## Work request
Return each entry below without any alteration.

-- Opening Marker --

Issue #1015, opened 2017-02-08
virtualenv should also copy shared libraries? 


woosley:
see this patch for pyenv

https://github.com/yyuu/pyenv/commit/2657f1049cd45656918f601096509957d5b74e7c

When compile python with '--enable-shared -Wl,-rpath='\$\$ORIGIN/../lib', the created python can be dropped to any folder. 

But after  virtualenv copy the python binary to a different folder, the relative path "bin/../lib" to libpython.so will be broken, the python binary will die with 

```
/root/test/bin/python3.5: error while loading shared libraries: libpython3.5m.so.1.0: cannot open shared object file: No such file or directory
```

In this case, virtualenv should also consider copy the shared object file to the new folder.

yan12125:
I've just installed pyenv and reverted yyuu/pyenv@afbd54dd13ff2ff54280e1376dced74c5e033cd7, but there's still no rpath set. How to install python with rpath?

yyuu:
It'll set rpath if PYTHON_CONFIGURE_OPTS includes --enable-shared.

https://github.com/yyuu/pyenv/blob/master/plugins/python-build/bin/python-build#L1914

yan12125:
OK reproduced.

By the way, if you have no need on Python < 3.3, I suggest the standard [venv](https://docs.python.org/3/library/venv.html) library, which is much better in handling such cases.

woosley:
I do need Python < 3.3. 
What is the best approach for this issue? maybe an option --with-shared? if so, I can make a patch.

yan12125:
It's better to have things auto-detected.

nnnn20430:
what is the point of copying the binary anyway? why not copy a script like this
`
#!/bin/bash
exec "-a" "$0" "python2.7" "$@"
`
replacing "python2.7" with what virtualenv -p got
and would have to export _OLD_VIRTUAL_PATH so that script can also use old env after using activate script, otherwise it goes into a infinite loop

woosley:
this is a bit tricky 
the only solid way to detect $ORIGIN is readelf
```
[root@maddog 2.7.9]# readelf -d  bin/python|grep  RPATH
 0x000000000000000f (RPATH)              Library rpath: [$ORIGIN/../lib]
```
I am wondering in what case this readelf will be not available

yan12125:
[...]

PR #1019, opened 2017-02-20
install libpython under $ROOT/lib

woosley:
This patch fixes https://github.com/pypa/virtualenv/issues/1015

### DIFF
--- a/virtualenv.py
+++ b/virtualenv.py
@@ -924,6 +924,7 @@ def create_environment(home_dir, site_packages=False, clear=False,
         home_dir, lib_dir, inc_dir, bin_dir,
         site_packages=site_packages, clear=clear, symlink=symlink))
 
+    install_shared(bin_dir, symlink=symlink)
     install_distutils(home_dir)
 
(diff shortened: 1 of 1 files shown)


gst:
any idea when this can be applied ?

virtualenv.py
```diff
@@ -1478,6 +1479,13 @@ def install_python_config(home_dir, bin_dir, prompt=None):
     for name, content in files.items():
         make_exe(os.path.join(bin_dir, name))
 
+def install_shared(bin_dir, symlink=True):
+    current_shared = os.path.realpath(join(os.path.dirname(sys.executable), "..", "lib"))
```
Ivoz: Is this going to exist on all platforms (MacOS, Windows, Linus) / most distros? This function only seems to care about nixxy platforms AFAICT.

woosley: I think my original idea is that its existence does not matter, because if it does not exist, the next `glob.glob` would return empty list then nothing will be copied.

-- Closing Marker --

## Exercise solution
Issue #1015, opened 2017-02-08
virtualenv should also copy shared libraries? 


woosley:
see this patch for pyenv

https://github.com/yyuu/pyenv/commit/2657f1049cd45656918f601096509957d5b74e7c

When compile python with '--enable-shared -Wl,-rpath='\$\$ORIGIN/../lib', the created python can be dropped to any folder. 

But after  virtualenv copy the python binary to a different folder, the relative path "bin/../lib" to libpython.so will be broken, the python binary will die with 

```
/root/test/bin/python3.5: error while loading shared libraries: libpython3.5m.so.1.0: cannot open shared object file: No such file or directory
```

In this case, virtualenv should also consider copy the shared object file to the new folder.

yan12125:
I've just installed pyenv and reverted yyuu/pyenv@afbd54dd13ff2ff54280e1376dced74c5e033cd7, but there's still no rpath set. How to install python with rpath?

yyuu:
It'll set rpath if PYTHON_CONFIGURE_OPTS includes --enable-shared.

https://github.com/yyuu/pyenv/blob/master/plugins/python-build/bin/python-build#L1914

yan12125:
OK reproduced.

By the way, if you have no need on Python < 3.3, I suggest the standard [venv](https://docs.python.org/3/library/venv.html) library, which is much better in handling such cases.

woosley:
I do need Python < 3.3. 
What is the best approach for this issue? maybe an option --with-shared? if so, I can make a patch.

yan12125:
It's better to have things auto-detected.

nnnn20430:
what is the point of copying the binary anyway? why not copy a script like this
`
#!/bin/bash
exec "-a" "$0" "python2.7" "$@"
`
replacing "python2.7" with what virtualenv -p got
and would have to export _OLD_VIRTUAL_PATH so that script can also use old env after using activate script, otherwise it goes into a infinite loop

woosley:
this is a bit tricky 
the only solid way to detect $ORIGIN is readelf
```
[root@maddog 2.7.9]# readelf -d  bin/python|grep  RPATH
 0x000000000000000f (RPATH)              Library rpath: [$ORIGIN/../lib]
```
I am wondering in what case this readelf will be not available

yan12125:
[...]

PR #1019, opened 2017-02-20
install libpython under $ROOT/lib

woosley:
This patch fixes https://github.com/pypa/virtualenv/issues/1015

### DIFF
--- a/virtualenv.py
+++ b/virtualenv.py
@@ -924,6 +924,7 @@ def create_environment(home_dir, site_packages=False, clear=False,
         home_dir, lib_dir, inc_dir, bin_dir,
         site_packages=site_packages, clear=clear, symlink=symlink))
 
+    install_shared(bin_dir, symlink=symlink)
     install_distutils(home_dir)
 
(diff shortened: 1 of 1 files shown)


gst:
any idea when this can be applied ?

virtualenv.py
```diff
@@ -1478,6 +1479,13 @@ def install_python_config(home_dir, bin_dir, prompt=None):
     for name, content in files.items():
         make_exe(os.path.join(bin_dir, name))
 
+def install_shared(bin_dir, symlink=True):
+    current_shared = os.path.realpath(join(os.path.dirname(sys.executable), "..", "lib"))
```
Ivoz: Is this going to exist on all platforms (MacOS, Windows, Linus) / most distros? This function only seems to care about nixxy platforms AFAICT.

woosley: I think my original idea is that its existence does not matter, because if it does not exist, the next `glob.glob` would return empty list then nothing will be copied.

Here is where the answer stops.